Hacker News new | ask | show | jobs
by stubybubs 940 days ago
I gave it the three lightbulbs in a closet riddle.

https://puzzles.nigelcoldwell.co.uk/seven.htm

The key complication is "once you've opened the door, you may no longer touch a switch." It gets this. There are many examples of it written out on the web. When I give it a variation and say "you can open the door to look at the bulbs and use the switches all you want" and it is absolutely unable to understand this. To a human it's simple: look at the bulbs and flick the switches. It kept giving me answers about using a special lens to examine the bulbs, using something to detect heat. I explained it in many ways and tried several times. I was paying for GPT-4 at the time as well.

I would not consider this thinking. It's unable to make this simple abstraction from its training data. I think 4 looks better than 3 simply because it's got more data, but we're reaching diminishing returns on that, as has been stated.

1 comments

GPT-4 on platform.openai.com says this on the first try:

Switch on the first switch and leave it on for a few minutes. Then, switch it off and switch on the second switch. Leave the third switch off. Now, walk into the room.

The bulb that is on corresponds to the second switch. The bulb that is off and still warm corresponds to the first switch because it had time to heat up.
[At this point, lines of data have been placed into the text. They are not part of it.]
PR #105, opened 2019-09-01
Friendly Environment Policy

spdegabrielle:
Adapted from the [RacketCon 2018 Friendly Environment Policy](https://github.com/racket/racket-lang-org/blob/0d8a413ba37bfb1a0bebc7ea8ed5a9da4c76b55b/rcon/2018/index.html.pm#L278) and the [Rust Code of conduct](https://www.rust-lang.org/policies/code-of-conduct) which in turn was adapted from the Node.js Policy on Trolling as well as the Contributor Covenant v1.3.0.

First draft for discussion.

PR #112, opened 2019-12-11
Friendly Environment policy

mflatt:
Continued from #105

### DIFF
--- a/www/friendly.html.pm
+++ b/www/friendly.html.pm
@@ -1,0 +1,26 @@
+#lang pollen
+
+◊top-section{
+◊span[#:id "logo" #:style "font-size:2.3rem;white-space:nowrap;"]{◊link["index.html"]{◊img[#:src "img/racket-logo.svg" #:class "logo"] Racket} ◊span[#:id "tagline" #:class "disappearing" #:style "font-size:70%;color:gray;white-space:nowrap;margin-left:0.2rem;"]{}}
+
+◊div{
+◊link[#:class "top-button disappearing-late" #:id "docs" "https://docs.racket-lang.org/"]{docs}
+
+◊link[#:class "top-button disappearing-late" #:id "packages" "https://pkgs.racket-lang.org/"]{packages}
+
+◊link[#:class "top-button disappearing-late" #:id "download" "https://download.racket-lang.org/"]{download}
+}
+}
+
+
+◊section[#:class "one-column-body-text"]{
+Friendly Environment Policy
+
+The Racket community aims to improve the world through programming. It started with the goal of introducing everyone to the wonderful world of program design, with a spirit of full inclusion and no emphasis on any specific group.  Over time it has grown into a full-fledged professional community with a well-known reputation for helpfulness and openness on its online communication channels.
+
+Racket project management wants to encourage and preserve this open exchange of ideas, which requires an environment that enables all to participate without fear of personal harassment. We define ◊em{harassment} to include specific unacceptable factors and behaviors listed in ◊link["https://www.acm.org/about-acm/policy-against-harassment"]{the ACM's policy aganist harassment}. Unacceptable behavior will not be tolerated.
+
+Anyone witnessing or subject to unacceptable behavior should notify ◊link["team.html#management"]{Racket project management}, which can be reached at ◊link["mailto:management@racket-lang.org"]{management@racket-lang.org}.
+
+◊p[#:id "bottom"]{The wording of this policy is directly derived from ◊link["http://snapl.org/2015/policy.html"]{that of the SNAPL conference}, which is in turn derived from that of the ACM, with thanks to both.}
+}
--- a/www/index.html.pm
+++ b/www/index.html.pm
@@ -231,6 +231,8 @@ Community
 
 ◊link["sfc.html"]{Software Freedom Conservancy}
 
+◊link["friendly.html"]{Friendly Environment policy}
+
 ◊link["sfc.html"]{Donate to Racket}
 Make a tax-deductible contribution to support our work.
 
--- a/.gitignore
+++ b/.gitignore
@@ -12,6 +12,7 @@ compiled/
 /www/sfc.html
 /www/template.html
 /www/books.html
+/www/friendly.html
 /rcon/2019/template.svg
 /rcon/2019/text.svg
 
--- a/www/css/styles.css.pp
+++ b/www/css/styles.css.pp
@@ -256,7 +256,7 @@ section#logo * {
   padding-bottom: 0;
 }
 
-section#bottom {
+section#bottom, p#bottom {
   font-size: 70%;
 }
 
--- a/www/team.html.pm
+++ b/www/team.html.pm
@@ -56,7 +56,7 @@
 
 ◊link["http://www.deinprogramm.de/sperber/"]{Michael Sperber}
 
-◊link["http://homes.soic.indiana.edu/samth/"]{Sam Tobin-Hochstadt}
+◊link["https://samth.github.io/"]{Sam Tobin-Hochstadt}
 
 ◊link["http://www.ccs.neu.edu/home/ryanc/"]{Ryan Culpepper}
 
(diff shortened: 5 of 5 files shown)


mflatt:
The intent of this revision is to simplify. Instead of setting up a group of moderators, this variant makes explicit that preserving a friendly environment is Racket management's responsibility as well as its goal.

samth:
@lexi-lambda you had some useful comments on the original draft of this, and I'm interested in your thoughts on the revision.

www/index.html.pm
```diff
@@ -231,6 +231,8 @@ Community
 
 ◊link["sfc.html"]{Software Freedom Conservancy}
 
+◊link["friendly.html"]{Friendly Enviornment policy}
```
bennn: typo "Enviornment"

www/friendly.html.pm
```diff
@@ -0,0 +1,26 @@
...
+}
+}
+
+
+◊section[#:class "one-column-body-text"]{
+Friendly Environment Policy
+
+The Racket community aims to improve the world through programming. It started with the goal of introducing everyone to the wonderful world of program design, with a spirit of full inclusion and no emphasis on any specific group.  Over time it has grown into a full-fledged professional community with a well-known reputation for helpfulness and openness on its on-line communication channels. Racket project management wants to encourage and preserve that open exchange of ideas.
+
+This spirit requires an environment that enables all to participate without fear of personal harassment. We define harassment as unwelcome or hostile behavior, that is, behavior that focuses on people instead of ideas. ◊link["http://www.acm.org/sigs/volunteer_resources/officers_manual/anti-harassment-policy"]{The ACM's anti-harassment policy} lists a variety of specific unacceptable factors and behaviors. Racket project management considers responses such as “just joking,” or “teasing,” or being “playful” as unacceptable.
```
lexi-lambda: This link does not go anywhere useful for me (I just get redirected to https://www.acm.org/special-interest-groups/volunteer-resources, which does not have any obvious link to the policy that I could find), which seems like a pretty big problem.

samth: I think it's now at https://www.acm.org/about-acm/policy-against-harassment

mflatt: There's an "ACM Policies" box on the lower right. But that took me a while to find, too, so probably a more direct link is better.

lexi-lambda: Thanks! Since the link seems questionably stable, I think it would be better if the salient points were quoted or paraphrased on this page directly, but maybe it isn’t a big problem.

lexi-lambda: > We define harassment as unwelcome or hostile behavior, that is, behavior that focuses on people instead of ideas.

I would reword this sentence. While I think it means well, as-worded it essentially says “do not criticize someone for their personal beliefs.” Though quite reasonable in a vacuum, this and similar sentiments (such as “be nice” or “be civil”) have sadly been used to take action against people who call attention to discrimination, especially if that discrimination took place in a different forum or community.

I don’t think anyone has any reason to worry about that problem in the Racket community, but those who benefit most from a Code of Conduct don’t have the luxury of already knowing that context. Most people will probably interpret it charitably, but it helps to leave no room for doubt.

I like the way [Rust’s Code of Conduct](https://www.rust-lang.org/policies/code-of-conduct) phrases this:

> We will exclude you from interaction if you insult, demean or harass anyone. […] In particular, we don’t tolerate behavior that excludes people in socially marginalized groups. Private harassment is also unacceptable.

It’s short and to the point, but it’s also very clear.

mfelleisen: I don't like the Rust sentence at all. It is overly aggressive and focused on specific groups. 

We care that every *individual* is treated properly, period. Much stronger, while not being aggressive againt, or focused on, any group.

jackfirth: There is no way to properly address harassment without addressing the fact that some groups of people are far more likely to be harassed than others.

mfelleisen: There is. Respect every individual. Every single one of them. The End.

lexi-lambda: Matthias: I am not suggesting copying the Rust Code of Conduct wholesale. I do suggest incorporating the three sentences I quoted. Rewording them slightly is fine, but muddying their meaning is not.

The first sentence reads, “We will exclude you from interaction if you insult, demean or harass **anyone**.” It is very clear. You may not find the second sentence necessary, but it is hardly offensive, and it will give some people who particularly need it a feeling of additional safety.

With all due respect: don’t die on this particular hill. It doesn’t really affect you. I guarantee it matters quite a lot more to some people than you find it philosophically unnecessary.

mfelleisen: It affects me in very serious ways, and that's precisely why I don't want to speak of goops, ever. As a non-liberal I am routinely attacked---including at a RacketCon a couple of years back. I don't seek help, I don't advertise this, I cope but I ascribe all of this to the group think that is so pervasive in the modern and especially the tech world. 

You have already exclude me from 'users'. If you wish to exclude me from other venues too, this is the way to go.

lexi-lambda: > As a non-liberal I am routinely attacked---including at a RacketCon a couple of years back. I don't seek help, I don't advertise this, I cope but I ascribe all of this to the group think that is so pervasive in the modern and especially the tech world.

If you feel you have been harassed, it seems like this very document provides some recommendations on how that should be handled, with or without my suggestions.

But that is really immaterial. Clearly, you agree that “socially marginalized groups” should be able to participate in Racket community spaces without fear of harassment, seeing as they are a subset of “everyone.” Offering marginalized people—that is, people who are discriminated against more often *by the definition of the word “marginalized”*—extra reassurance that they are, in fact, welcome should not be a political issue. If you feel that sentence is an “attack” on “non-liberals,” I am not sure what to say.

jeapostrophe: I heartily agree with Matthias. We want to foster respect and kindness and love and charity for all people regardless of their membership in any particular groups. No groups deserve more or less respect or protection. By including this sentence, we are favoring some over others.

AlexKnauth: I agree with @lexi-lambda. I agree we should focus on respect for individual people... that's what the first sentence is for. It applies to people whether they're part of an often-marginalized group or not. But that doesn't make the next part unnecessary. I think we should give extra assurance that we don't allow harassment against people in marginalized groups in a follow-up sentence.

mflatt:
I've pushed a revised proposal that removes the attempt to define "harassment" in one sentence and that instead appeals to an existing definition — like the Rust CoC does, but sticking here with the ACM policy. Along those lines, I removed the elaboration about "just joking".

We can't outsource our responsibility to understand and encourage acceptable behavior, but we don't need to innovate in this area. That's why I'm moving the PR further in the direction of relying on the ACM policy.

spdegabrielle:
Thank you @mflatt @samth @jeapostrophe @mfelleisen @lexi-lambda and @AlexKnauth for engaging with this as I believe it is am important issue.

If you are being attacked then it is inevitable that other people **without** the requisite experience and coping skills will also be attacked.

I believe that if a member of the racket management team experiences harassment then they should take action, either by directly excluding the harasser, of if they are worried about conflict of interest, referrer it to another member of the management team to take action. Please tell me if you think I'm wrong as I believe that it the intention of the following line of the FOP; 

>Anyone witnessing or subject to unacceptable behavior should notify ◊link["team.html#management"]{Racket project management}

@lexi-lambda was **invited** to provide feedback, and she kindly took time out oh her day to to provide responses that included concerns, suggested text and explained the rationale. 

Please suggest a text that is clear and you are willing to enforce, because as with the actual instance of harassment above, a policy is pointless if those responsible are not willing to enforce it.

My apologies if I come across as curt or grumpy. This is just what I sound like when I am trying (and probably failing) to write clearly.

Once again, thank you Jay, Matthias and Alexis for taking the time to work on this.

Every day I see examples of the tireless work all three of you do in the Racket community. I believe this is because of your common desire to 'foster respect and kindness and love and charity for all people'.  All three of you have helped me many times.

Thanks again,

Stephen

PS Don't give up!

rmculpepper:
The "just joking" text seems to be reworded but not removed. Was that the intended change?

mflatt:
No, sorry — I pushed the wrong version. It should be as intended, now.

mflatt:
Any objections to the latest version? If not, I plan to merge in a day or so.

www/index.html.pm
jeapostrophe: The typo is still there

jeapostrophe:
I'm good, minus that typo.

mflatt:
Thanks for the reminder – now fixed.

mfelleisen:
Me too.

spdegabrielle:
Just saw the FEP on the website! thank you @mflatt @mfelleisen @jeapostrophe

The bulb that is off and cool corresponds to the third switch, the one you never turned on.

GPT-4-0314: 1. Turn on the first switch and leave it on for about 5 minutes. 2. After 5 minutes, turn off the first switch and turn on the second switch. 3. Open the door and enter the room.

Now observe the lights: - The bulb that is on is connected to the second switch (which is currently on). - The bulb that is off but warm to the touch is connected to the first switch (it was on long enough to heat up the bulb). - The bulb that is off and cool to the touch is connected to the third switch (it was never turned on).

----

But– It's also trained on the internet. GPT-4 paper 'sparks of AGI' had a logical puzzle it most likely never encountered in the training data that it could solve.

Also– I encourage you to ask these types of logical puzzles on the street to rando's. They're not easy to solve.

My question to you would be: What would convince you that it actually can 'think' logically?

I think your comment misunderstands the comment you're responding to.

The point is that while LLMs can solve the puzzle when the constraints are unchanged -- as you said, there are loads of examples of people asking and answering variations of this puzzle on the internet -- but when you change the constraints slightly ("you can open the door to look at the bulbs and use the switches all you want") it is unable to break out of the mold and keeps giving complicated answers, while a human would understand that under the new constraints, you could simply flip each switch and observe the changes in turn.

A similar example that language models used to get stuck on is this: "Which is heavier, a pound of feathers or two pounds of bricks?"